**What is required**
Write out only the tail of the records, beginning at the line containing "- simple React component" and including the last line, exactly as written.

(Stored data)
......
PR #193, opened 2020-01-15
Hyacinth 418

barmintor:
In this PR:
- install ActiveStorage
- use ActiveStorage uploads in concert with a new REST resource to create child Assets
- graphql query for child assets
- simple React UI for creating child assets
- simple React component for displaying a list of digital objects by id, title and type

Not in PR:
- reconciling multiple places to link/display child objects
- download of the master resource on the created Asset objects

### DIFF
--- a/app/controllers/api/v1/digital_objects/uploads_controller.rb
+++ b/app/controllers/api/v1/digital_objects/uploads_controller.rb
@@ -1,0 +1,37 @@
+# frozen_string_literal: true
......
**Solution to this task**
- simple React component for displaying a list of digital objects by id, title and type

Not in PR:
- reconciling multiple places to link/display child objects
- download of the master resource on the created Asset objects

### DIFF
--- a/app/controllers/api/v1/digital_objects/uploads_controller.rb
+++ b/app/controllers/api/v1/digital_objects/uploads_controller.rb
@@ -1,0 +1,37 @@
+# frozen_string_literal: true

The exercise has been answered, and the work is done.